Amal Karaouaoui of Morocco addressed the need to keep the focus on HIV prevention in the region on the populations that need it most. She commenced her talk by emphasising that homosexuality and sex workers form part of the “forbidden zone”, but hoped that the challenge of HIV will permit an opportunity to break the silence on these topics. Karaouaoui illuminated the excluded plight of female sex workers in Oman, who had limited access to information and to social, judicial, and health services. MSM, hidden by a “thick” silence, were stigmatised and marginalised, and faced barriers to accessing health care. Karaouaoui emphasised that a successful response in these communities would need to be highly tailored. In Algeria, community outreach programmes involving these groups had been initiated. In the Sudan, outreach workers had been able to achieve some success in dispensing information, and Karaouiaoui felt that, in fact, outreach workers held the “keys to the region” and made an appeal to other countries in the region to follow their lead in reaching out to the affected communities. It is difficult, she said, but it is possible and feasible.
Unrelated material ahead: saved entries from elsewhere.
PR #2964, opened 2023-05-14
Add REPL tab-completion functionality.

aartaka:
# Description

Y'ALL ON ATLAS TEAM, WE'RE ALL ON VACATION, DON'T REVIEW THIS PR, GET SOME TIME FOR YOURSELF ヽ(ｏ`皿′ｏ)ﾉ

This allows us to tab-complete things in REPL (at least for `lisp-cell`s), which I myself found a painfully lacking feature.

# Discussion

- I'm not yet sure which shape the API should have. Should `complete` return 
  - A list of string? 
  - A list of symbols?
  - A single most intuitive symbol?
  - Most intuitive string (as it does right now)?
  - Should it maybe return nothing and do all the completion work itself, so that all this `ffi-buffer-paste` thing is more customizable per cell?

# Checklist:

- [X] Git hygiene:
  - ASDF dependencies,
  - Git submodules,
    ```sh
	cd /path/to/nyxt/checkout
    ```
  - and Guix dependencies.
- [X] Documentation:
- [X] Compilation and tests:

### DIFF
--- a/source/mode/repl.lisp
+++ b/source/mode/repl.lisp
@@ -107,6 +107,11 @@ Generic function to specialize for all the REPL cell types.
 Use CELL (and, likely, its `input') and set its `results' and `output' to the
 meaningful values."))
 
+(defgeneric complete (cell)
+  (:documentation "Get a single most intuitive tab-completion string for CELL contents.
+Can rely on current contents of a cell or just use some context-free suggestions
+and `prompt'-ing."))
+
 (export-always 'render-input)
 (defgeneric render-input (cell)
   (:method ((cell cell))
@@ -185,6 +190,7 @@ Generic function to specialize against new REPL cell types."))
     :documentation "The package where Lisp cell reading and `evaluate'-ion happens.")
    (actions
     '(("Eval" evaluate-cell)
+      ("Tab-complete" complete-cell)
       ("Cancel" cancel-cell)
       ("Add cell below" add-cell)
       ("Clean" clean-cell)
@@ -252,6 +258,18 @@ The `input' should be a valid Lisp code `read'-able in the `eval-package'.
                      (setf results (multiple-value-list (eval s-exp))
                            output (get-output-stream-string *standard-output*)))
                    (safe-slurp-stream-forms in)))))))
+  (:method complete (self)
+    (alex:when-let ((completion (prompt1 :prompt "Completion"
+                                         :sources '(nyxt::variable-source
+                                                    nyxt::function-source
+                                                    nyxt::class-source
+                                                    nyxt::variable-non-nyxt-source
+                                                    nyxt::function-non-nyxt-source
+                                                    nyxt::class-non-nyxt-source
+                                                    nyxt::variable-internal-source
+                                                    nyxt::function-internal-source
+                                                    nyxt::class-internal-source))))
+      (prini-to-string completion :package (eval-package self))))
   (:method render-results (self)
     (spinneret:with-html-string
       (unless (uiop:emptyp output)
@@ -374,6 +392,7 @@ The `input' should be a valid Lisp code `read'-able in the `eval-package'.
     (define-keyscheme-map "repl-mode" ()
       keyscheme:default
       (list
+       "tab" 'complete-cell
        "C-return" 'evaluate-cell)
       keyscheme:emacs
       (list
@@ -393,7 +412,8 @@ The `input' should be a valid Lisp code `read'-able in the `eval-package'.
        "C-_" 'move-cell-down
        "C-k" 'clean-cell
        "C-M-k" 'delete-cell
-       "M-q" 'reformat-cell)
+       "M-q" 'reformat-cell
+       "C-i" 'complete-cell)
       keyscheme:vi-normal
       (list
        ;; TODO: deleting chars/words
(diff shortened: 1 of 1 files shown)


source/mode/repl.lisp
```diff
@@ -107,6 +107,11 @@ Generic function to specialize for all the REPL cell types.
 Use CELL (and, likely, its `input') and set its `results' and `output' to the
 meaningful values."))
 
+(defgeneric complete (cell)
+  (:documentation "Get a single most intuitive tab-completion string for CELL contents.
+Can rely on current contents of a cell or just use some context-free suggestions
+and `prompt'-ing."))
+
```
aadcg, line 114: Suggestion: "Perform completion on the text around the CELL's cursor.
The completion suggestions rely on the CELL's contents, when possible."

aadcg (commented):
> I'm not yet sure which shape the API should have. Should complete return 

I think it should return the top suggestion as a string. This suggestion may be set interactively when the user uses the prompt buffer.

-------

Issue #1: When completing, the symbol around the cursor doesn't get pasted onto the prompt buffer.



---- 

Issue #2: If I type a prefix of the symbol I'm trying to complete, it won't appear at the top of the suggestions. This may be a limitation of the prompt buffer. Perhaps it doesn't sort sources, I didn't check it.

Ambrevar:
Looks good to me other than André's remarks.

source/mode/repl.lisp
aartaka: It doesn't always rely on text around the cursor. It doesn't do that for `lisp-cell`, at least.

aartaka:
> I think it should return the top suggestion as a string. This suggestion may be set interactively when the user uses the prompt buffer.

Good, then no change to the current API :D

> Issue #1: When completing, the symbol around the cursor doesn't get pasted onto the prompt buffer.

Yes, doesn't. That deliberate: instead of parsing the contents of the cell (compiler-complete problem) and somehow replacing it (requiring JS), we just list all the suggestions and paste the selected one verbatim.

This is not a perfect API, but:
- It's reliable.
- And it's an improvement over the previous state.

So, unless we come up with something better, this one would be fine :)
 
But then, should we call it tab-completion if it's not actually completing? Maybe call it `suggest` or something?

> Issue #2: If I type a prefix of the symbol I'm trying to complete, it won't appear at the top of the suggestions. This may be a limitation of the prompt buffer. Perhaps it doesn't sort sources, I didn't check it.

Yeah, it doesn't. I've reordered the sources to be more intuitive in 82663789a5a74be4381839a11ebf16a4b238f98e, but there's not much to do beyond that :)

source/mode/repl.lisp
aadcg: If I'm understanding you correctly, it seems that you should delete "Can rely on current contents of a cell" from the docstring.

aartaka: I mean, some of the methods can potentially rely on it, and this docstring is a generic documentation, which means that this umbrella more or less applies :)

aartaka:
So, putting it on a backburner? Or delete a button and ship :D I mean, yeah, something like general tab-completion won't hurt, but this REPL-local hack is okay for the use-case e(((o(*ﾟ▽ﾟ*)o)))

aartaka:
All addressed:
- Button removed.
- `complete` and friends are renamed to `suggest` etc.

Rebasing, squashing, merging?

jmercouris:
Hello Artyom, thank you very much for this! It does in fact make the REPL infinitely more useful. I find myself struggling to remember symbols, and this *really helps*.

With regards to this PR, it is I believe an improvement. Ideally, we need to consider a completion framework at the level of input-edit as Andre suggested.

That said, I think this should be merged in because it begins the development of a framework. When the next time happens that we want to add tab-completion we'll have a basis of which to build off. A way in order to see how the code could be generalized for reuse. We'll discover the API.

I am thinking of the approach as delineated in Practical Common Lisp of writing code and then replacing things with Macros as the correct solution emerges (https://gigamonkeys.com/book/practical-a-simple-database.html).

source/mode/repl.lisp
aadcg: I can now understand your perspective! Clear, thanks.

aadcg:
@aartaka I'd like to emphasize that this is a fantastic improvement! 

The remarks I made only make sense when reviewing the PR based on the title. I think it would be premature to jump at solving a big and general problem when we can have this simple and elegant solution that enhances the REPL experience.

Thank you for working on this.

For my side, it's ready to be merged. I'm not sold on the name of the command, `suggest-into-cell, but I don't have an amazing alternative. The best I can come up with is `suggest-at-point`. Please decide as you find most adequate, it's not very important.

aartaka:
> For my side, it's ready to be merged. I'm not sold on the name of the command, `suggest-into-cell`, but I don't have an amazing alternative. The best I can come up with is `suggest-at-point`. Please decide as you find most adequate, it's not very important.

I mean, the `*-at-point` Emacs convention is exactly the content-based actions. Which the current state not necessarily is. So I'd leave `*-into-cell` name, because the only thing it implies is adding something to the content.

aadcg:
> I mean, the *-at-point Emacs convention is exactly the content-based actions. 

This is not correct. See `face-at-point`. At point simply means "where the cursor is".  Nonetheless, as I've said, I don't think it's very important :)

PR #2978, opened 2023-05-23
Re-enable global history

### LINKED ISSUE #2748: Drop one of `global-history-p` and `conservative-history-movement-p`?
`global-history-p` cuts off buffer interrelations, while `conservative-history-movement-p` only hides buffer interrelations in the interface and commands. Seems like those two are doing roughly the same thing, but `global-history-p` is more radical and simple, while `conservative-history-movement-p` is slightly more cautious, at the cost of more mental gymnastics.

So, which one do we retain of those duplicative concepts. I think we should... drop `conservative-history-movement-p` in favor of `global-history-p`?

_Originally posted by @aartaka in https://github.com/atlas-engineer/nyxt/pull/2657#discussion_r1081559876_

### LINKED ISSUE #2862: Re-enable global history
Setting `global-history-p` to NIL by default cuts off one of the (subjectively) most useful and novel Nyxt features—history globality. Given that this change was smuggled through in #2708 [without any announcement](https://github.com/atlas-engineer/nyxt/compare/15e3ad0c78c86710f6347d4fdd8faa4afefc2d65..b929361ba0b342da75ec56aa89e6cce919b14e10), there wasn't much discussion (except for a private call between @aadcg and @jmercouris) about whether it's right to set it to NIL. 

#1677 cannot be used as a justification for this change: the last state of it was
- GHT is unreliable.
- But so it every new approach and code.
- Let's fix the actual bugs there are, and see how it compares to the latest, bug-free, state of per-buffer history.

Not all bugs were fixed prior to #2708 (and #2708 itself doesn't fix any either):
- #2660
- #2252
- #1117
- #1848

thus global history may not be said to be inferior and one must have a solid reason to disable it. There's none of such reasons that I've seen. Prove me (or, rather, global history) wrong @jmercouris.

aartaka:
# Description

This toggles global history back on and removes the `conservative-history-movement-p` slot deprecated by `global-history-p`.

Fixes #2862
Fixes #2748

# Checklist:

- [X] Git hygiene:
  - ASDF dependencies,
  - Git submodules,
    ```sh
	cd /path/to/nyxt/checkout
    ```
  - and Guix dependencies.
- [X] Documentation:
- [X] Compilation and tests:


source/mode/history.lisp
```diff
@@ -37,10 +37,6 @@ are useful internal APIs for history reusal:
 Example: DuckDuckGo redirections should be ignored or else going backward in
 history after consulting a result reloads the result, not the DuckDuckGo
 search.")
-   (conservative-history-movement-p
-    nil
-    :type boolean
-    :documentation "Whether history navigation is restricted by buffer-local history.")
```
Ambrevar, line 43: We've made the mistake of releasing 3.0.0 without marking this as deprecated.  We can't remove it on the 3.x branch without breaking backward compatibility.

So retain the slot and mark it as deprecated.

Exercise: Maybe add a `slot-value-using-class` method for deprecated slots that warns the user on each read/write.  Or maybe just on the first one.

source/buffer.lisp
```diff
@@ -470,7 +470,7 @@ Suggestions are computed by the default search engine.")
     :documentation "Select a download engine to use, such as `:lisp' or
 `:renderer'.")
    (global-history-p
-    nil
+    t
```
aadcg, line 473: In my understanding, making this change means that we're changing the functionality in a backwards-compatible way, which required bumping the MINOR version. I.e., our next release will be 3.1.0.

Does this make sense @jmercouris?

Ambrevar: Yes!

source/mode/history.lisp
Ambrevar: To expand on the exercise, it would be nice if we could somehow automate this.  For instance expand user-class to support a `:deprecated t` slot option, then in Nyxt we define our `slot-value-using-class` on user-classes which checks if the slot is deprecated and triggers a warning accordingly.

aartaka: > We've made the mistake of releasing 3.0.0 without marking this as deprecated. We can't remove it on the 3.x branch without breaking backward compatibility.

Yes ヽ(ｏ`皿′ｏ)ﾉ

> So retain the slot and mark it as deprecated.

OK!

> Exercise: Maybe add a `slot-value-using-class` method for deprecated slots that warns the user on each read/write. Or maybe just on the first one.

Too early for this one, I guess. I'll just update all the uses of `global-history-p` with the `(or (global-history-p ...) (conservative-...p ...))`.

aartaka:
Okay, it all seems addressed:
- `conservative-history-movement-p` is deprecated and all the uses of it are replaced with `global-history-p`, which itself hooks into `conservative-history-movement-p` in some cases.
- Changelog updated to state 3.1.0.
- And the change I couldn't resist temptation to add: parent buffer is provided in much more cases, which makes global history much more useful and makes the behavior much more predictable!

aartaka:
One more round of review y'all, and we can merge :)

source/manual.lisp
```diff
@@ -256,10 +256,17 @@ commands like " (:nxref :command 'nyxt/mode/history:history-backwards) " and "
...
+            " to be NIL and " (:nxref :slot 'nyxt/mode/history:conservative-history-movement-p
+                                      :class-name 'nyxt/mode/history:history-mode)
+            " to T:"
+            (:ncode
+             '(define-configuration :history-mode
+               (conservative-history-movement-p t))
+             '(define-configuration :context-buffer
+               (global-history-p nil)))
+            " This would make all buffers to have their own history, not connected to the
+other buffers at all. All the history commands (like "
```
aadcg, line 269: I'm confused. The changelog entry says that `conservative-history-movement-p` has been deprecated in favour of `global-history-p`. But the manual states and one can set these two to opposite boolean values and get a specialized behaviour...

source/mode/history.lisp
```diff
@@ -92,6 +93,23 @@ Experimental, may not always produce intuitive enough history trees.")
...
+      ;; Quite a messed up heuristic, but it has the desired properties:
+      ;; - If `global-history-p' is on, then it's on.
+      ;; - If `conservative-history-movement-p' is on, while `global-history-p'
+      ;;   is off, then it's all off (kind of a safety switch to make it
+      ;;   consistent).
+      ;; - Any other combination (only global off conservative off
+      ;;   really)---off.
+      (global-p t) ; Global history enabled and has a priority in general.
+      (conservative-p nil) ; Global history disabled.
+      (t nil))))
```
aadcg, line 111: Hm... Wouldn't it better to set `global-history-p` to `t` if either `global-history-p` or `conservative-p` is `t`?

source/manual.lisp
aadcg: Ok, it actually makes sense because the negation of `global-history-p` is equivalent to the truth value of `conservative-history-movement-p`.

aadcg: I'd recommend referring to `global-history-p` in the manual exclusively. Otherwise it's more confusing for the user.

source/mode/history.lisp
aadcg: I'm not sure if I agree here. I think `global-history-p` should be `t` when either `global-history-p` is `t` or `conservative-p` is `nil`.

In the way you wrote it, it means that when `global-history-p` is `f` and `conservative-p` is `t`, then `global-history-p` will be `f`. I think it should be set to `t` in that case.

source/mode/hint.lisp
```diff
@@ -420,7 +420,6 @@ FUNCTION is the action to perform on the selected elements."
 
 (defmethod %follow-hint-new-buffer-focus ((a nyxt/dom:a-element) &optional parent-buffer)
   (make-buffer-focus :url (url a)
-                     :parent-buffer parent-buffer
```
Ambrevar, line 423: Why remove this?

source/mode/history.lisp
Ambrevar: Why early?  I think the time is right indeed, considering we've just released a major version.

But if you believe this can wait for later, could you open an issue about it then?

source/mode/history.lisp
```diff
@@ -92,6 +93,23 @@ Experimental, may not always produce intuitive enough history trees.")
        "L" 'history-forwards-maybe-query
        "M-H" 'history-all-query)))))
 
+(defmethod global-history-p :around ((buffer context-buffer))
+  ;; TODO: Remove in 4.0 after `conservative-history-movement-p' is deprecated.
+  (let ((conservative-p (when (find-submode 'history-mode)
+                          (conservative-history-movement-p (find-submode 'history-mode))))
```
Ambrevar, line 99: Let-bind the mode resulting from the first `find-submode`.

Time for a macro? :)

source/mode/history.lisp
```diff
@@ -92,6 +93,23 @@ Experimental, may not always produce intuitive enough history trees.")
...
+    (cond
+      ;; Quite a messed up heuristic, but it has the desired properties:
+      ;; - If `global-history-p' is on, then it's on.
+      ;; - If `conservative-history-movement-p' is on, while `global-history-p'
+      ;;   is off, then it's all off (kind of a safety switch to make it
+      ;;   consistent).
+      ;; - Any other combination (only global off conservative off
+      ;;   really)---off.
+      (global-p t) ; Global history enabled and has a priority in general.
+      (conservative-p nil) ; Global history disabled.
```
Ambrevar, line 110: The above condition is not needed then: the function returns nil if it's not there, because of the `(t nil)` below.

To simplify your logical statement: Only `global-p` is obeyed :)

source/mode/history.lisp
Ambrevar: > `conservative-p` is deprecated, but it should have the advertised effect I believe.

It's a tough one, because we have not clear user-facing way to see if a slot is set or not.
So if `global-history-p` had priority over `conservative-p`, then there is no way to set `conservative-p` and have Nyxt obey it, thus bypassing `global-history-p` and breaking the priority.

source/manual.lisp
aartaka: So the reason manual mentions it is that disabling the global history is only possible with both slots redefined. Which is kind of borked up, but that's the best heuristic I was able to come up with :( 

I mean, if we make `conservative-history-movement-p` do nothing, that wouln't be cool either (҂⌣̀_⌣́)

source/mode/history.lisp
aartaka: > In the way it's written: when `global-history-p` is `f` and `conservative-p` is `t`, then `global-history-p` will be `f`. I think it should be set to `t` in that case.

Waaait. What this combination says is: disable global history and enable the conservative (=buffer-local) movement. Which is a tautologous "disable globality" statement. Am I reading it wrong?

In general, this heuristic, however weird it is, encapsulates the most logical behavior I was able to come up with:
```
|                     | global... t                        | global... nil                     |
| conservative... t   | global (global-history-p priority) | local (tautology)                 |
| conservative... nil | global                             | local (global-history-p priority) |
```

Does it make sense? Which or this truth table cells feels off to you?

source/mode/hint.lisp
aartaka: Fixed in d08d050af985ca6691b5de5e09f1719ef730df58!

source/mode/history.lisp
aartaka: Yeah, could be a time for a macro :D

source/mode/history.lisp
aadcg: > Waaait. What this combination says is: disable global history and enable the conservative (=buffer-local) movement. Which is a tautologous "disable globality" statement. Am I reading it wrong?

You're correct. I don't understand why I've said it, since it makes no sense at all! What I wanted to say was that in the way it's done, `conservative-p` is not honored.

@Ambrevar has summarized it already: 

> So if global-history-p had priority over conservative-p, then there is no way to set conservative-p and have Nyxt obey it, thus bypassing global-history-p and breaking the priority.

> To simplify your logical statement: Only global-p is obeyed :)

And he pointed out accurately why this is not an easy:

> It's a tough one, because we have not clear user-facing way to see if a slot is set or not.

aadcg:
With respect to the slot options `global-history-p` and `conservative-history-movement-p` (on master, before this PR), we need to acknowledge that we've already messed up big time. Notice that the defaults are `nil` and `nil`, respectively, which semantically makes no sense.

We can't change the API because would require releasing a new major version. The "best" thing that comes to my mind is to keep the slot `conservative-history-movement-p` as a no-op and write in its documentation that it is ignored and users must use `global-history-p`. The manual should not mention it too.

What do you think? @aartaka @Ambrevar

source/mode/history.lisp
Ambrevar: Thanks!

Ambrevar:
I agree with @addcg.

aartaka:
Good, will adjust and merge then!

Nawel Lahouel of Algeria finished the session with an emphasis on the importance of involving PLWHA as key actors to achieve universal access in MENA. She highlighted the Algerian Declaration, formulated during a regional meeting of PLWHAs in 2005, as an important reference point for regional PLWHAs, bringing them together despite different languages, cultures and religions. She emphasised the need for PLWHAs to be included in every level of the national response to HIV. She finished by saying that she hoped that things would change in her region, and that PLWHAs there wanted to be able to live like PLWHAs did elsewhere.
One audience member applauded the panelists for their work, but questioned how, if 7 of the region’s countries maintain the death penalty for MSM, they could expect to achieve a successful response to HIV with this population. Another audience member pointed out that none of the presentations mentioned youth as a vulnerable population, or sought to involve them in the response – a point which other audience members re-emphasised. Tawil answered that the very good questions that the audience had raised should be answered by the region’s governments, with NGOs and international organisations like the UN providing a platform for discussion. He acknowledged that the situation facing MSM in such a repressive environment was probably the most serious and the most difficult to resolve. He suggested that a policy dialogue needed to happen with governments, but that “we are at the beginning of the road”. Karaouaoui reiterated that she felt that community outreach work with multi-sectorial support was the best solution in reaching marginalised populations in repressive regimes. She went further by saying that outreach work would only work well if it was linked to good testing and health care services.